BEGIN Excerpted data

PR #918, opened 2026-09-16
test(e2e): build fixtures with template comments stripped

harlan-zw:
## Why

`@nuxt/test-utils` builds fixtures inside the Vitest worker, where `NODE_ENV` is `test`. `@vue/compiler-core` then loads its dev build, and its `comments` option defaults to `true`. A production build strips template comments. So no e2e fixture could fail on a production-only hydration bug, such as the comment-only templates that #910 and #914 fixed. Those PRs patched only their own two fixtures.

## What

- `test/utils/setup-fixture.ts`: `setupFixture()` wraps `setup()` and forces `vue.compilerOptions.comments: false` into `nuxtConfig`. Every test in `test/e2e` and `test/e2e-dev` now calls it.
- `eslint.config.mjs`: `no-restricted-imports` blocks `setup` from `@nuxt/test-utils/e2e` in `test/e2e/**` and `test/e2e-dev/**`. A new test cannot skip the wrapper by accident.
- `test/e2e/production-compile.test.ts` with fixture `test/fixtures/production-compile`: one shared probe. It fails if the server HTML keeps a template comment. It also fails if a comment-only template component stops reporting a hydration mismatch.
- `map-hydration` and `maplibre-hydration` lose their own override and probe tests. Their hydration tests stay.

Why a wrapper around `setup()`: every e2e test already passes `nuxtConfig` overrides through `setup()`, and no fixtures share a config layer. A layer would need an `extends` line in all 20 fixtures and would also change `nuxt dev` on those fixtures. The wrapper is one place, and the lint rule enforces it.

## Proof

- Probe with the override removed from `setupFixture()`: both probe tests fail (`expected '<!DOCTYPE html>…' not to contain 'production-compile-probe'`, `expected [] to not deeply equal []`). Restored: both pass.
- No fixture outside the two map fixtures renders one of the 13 fixed components. In `map-hydration`, a temporary revert of `ScriptLeafletTileLayer.vue` to a comment-only template fails `hydrates /leaflet without a mismatch` with `Hydration completed but contains mismatches.` The shared mechanism alone still catches it.
- Full e2e suite: 20 of 21 files pass. The failure is the known `reCAPTCHA` network flake; alone it passed once and failed once with this change.

## Findings

**No new comment-caused hydration mismatch.** A temporary sweep visited every page of every fixture with hydration details on. 8 pages report a mismatch, and all 8 report it identically with comments kept, so none comes from this change. They are text mismatches in fixture pages, not comment handling, so this PR does not fix them:

- `basic` `/reload-trigger`: `#use-call-count` is `0` on the server and `1` on the client. The `use()` callback increments a ref during client setup.
- `basic` `/tpc/vercel-analytics`, `/tpc/speedcurve-unregistered`, and `speedcurve` `/tpc/speedcurve*` (5 pages): `#status` is `awaitingLoad` on the server and `loading` on the client.

No test asserts on hydration for these pages today.

**Other production-only compile differences remain under `NODE_ENV=test`.** Vite derives `config.isProduction` from `process.env.NODE_ENV`, so `@vitejs/plugin-vue` compiles SFCs in dev mode. The same component built with `NODE_ENV=test` and `NODE_ENV=production` differs:

| | `NODE_ENV=test` | `NODE_ENV=production` |
|---|---|---|
| `<script setup>` template | separate render, `setup()` returns a bindings object (`__isScriptSetup`) | inlined render closure |
| `defineProps` runtime types | `{ type: String, required: false }` | `{}` |
| `__file` with absolute path | in client and server bundles | absent |

Nuxt defines `process.env.NODE_ENV` for the bundles from `vite.mode`, so the Vue runtime in the bundles is already the production build. This PR changes only comment handling. Setting `NODE_ENV=production` for the build would close all three gaps, but it changes more than comments, so it is left for a follow-up.


harlan-zw:
### 🤖 MERGED

> [Harlan Agent Kit](https://github.com/harlan-zw/harlan-agent-kit) posted this automated review. It is not Harlan's personal review or approval. [AI open source policy](https://harlanzw.com/blog/ai-in-open-source). Last updated: 2026-09-21 13:46 UTC.

83661ade-28da-4875-9682-41aa2ac8dd71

END Excerpted data

#### Requirement
Set down the lines of the records exactly, from the first one through the line containing "wrapper by accident.", and add nothing else.

#### Solution below
PR #918, opened 2026-09-16
test(e2e): build fixtures with template comments stripped

harlan-zw:
## Why

`@nuxt/test-utils` builds fixtures inside the Vitest worker, where `NODE_ENV` is `test`. `@vue/compiler-core` then loads its dev build, and its `comments` option defaults to `true`. A production build strips template comments. So no e2e fixture could fail on a production-only hydration bug, such as the comment-only templates that #910 and #914 fixed. Those PRs patched only their own two fixtures.

## What

- `test/utils/setup-fixture.ts`: `setupFixture()` wraps `setup()` and forces `vue.compilerOptions.comments: false` into `nuxtConfig`. Every test in `test/e2e` and `test/e2e-dev` now calls it.
- `eslint.config.mjs`: `no-restricted-imports` blocks `setup` from `@nuxt/test-utils/e2e` in `test/e2e/**` and `test/e2e-dev/**`. A new test cannot skip the wrapper by accident.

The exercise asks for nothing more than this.